Design: Cross-sectional study.
Setting: COVID-19 NIH RePORTER Dataset was used to identify COVID-19 relevant grants.
Participants: 1108 grants allocated to COVID-19 research.
Main outcomes and measures: The primary outcome was to determine the number of grants and funding amount the NIH allocated for COVID-19 by research type and clinical/scientific area. The secondary outcome was to calculate the time from the funding opportunity announcement to the award notice date.

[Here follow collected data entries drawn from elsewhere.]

PR #19, opened 2025-11-12
GUM-158: Enabling mobile OAuth

taggartgorman:
Fixes to allow mobile OAuth:
- Implemented mobile redirect endpoint (`api/oauth/mobile-redirect`) to support OAuth providers that do not support Immich's custom app scheme of `app.immich:///oauth-callback` in the redirect URI.
- Added uvicorn settings `--timeout-keep-alive`, `--limit-concurrency`, and `--backlog` to better support mobile clients. `--timeout-keep-alive` is particularly important as it prevents "Connection closed before full header was received" errors.

### DIFF
--- a/.gitignore
+++ b/.gitignore
@@ -211,3 +211,6 @@ __marimo__/
 static/*
 # But keep the directory itself
 !static/.gitkeep
+
+# PEM files should be ignored for security reasons
+*.pem
--- a/Dockerfile
+++ b/Dockerfile
@@ -103,4 +103,8 @@ ENV LOG_LEVEL=info
 # Run the application with optimized uvicorn settings
 # Render sets PORT environment variable automatically (typically 10000)
 # Using exec form with shell for proper signal handling and variable substitution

Results: The NIH awarded a total of 56 169 grants in 2020, of which 2.0% (n=1108) wwas allocated for COVID-19 research. The NIH had a US$45.3 billion budget that year, of which 4.9% (US$2.2 billion) was allocated to COVID-19 research. The most common clinical/scientific areas were social determinants of health (n=278, 8.5% of COVID-19 funding), immunology (n=211, 25.8%) and pharmaceutical interventions research (n=208, 47.6%). There were 104 grants studying COVID-19 non-pharmaceutical interventions, of which 2 grants studied the efficacy of face masks and 6 studied the efficacy of social distancing. Of the 83 COVID-19 funded grants on transmission, 5 were awarded to study airborne transmission of COVID-19 and 2 grants on transmission of COVID-19 in schools. The average time from the funding opportunity announcement to the award notice date was 151 days (SD: ±57.9).
Conclusion: In the first year of the pandemic, the NIH diverted a small fraction of its budget to COVID-19 research. Future health emergencies will require research funding to pivot in a timely fashion and funding levels to be proportional to the anticipated burden of disease in the population.
Keywords: COVID-19; health policy; public health.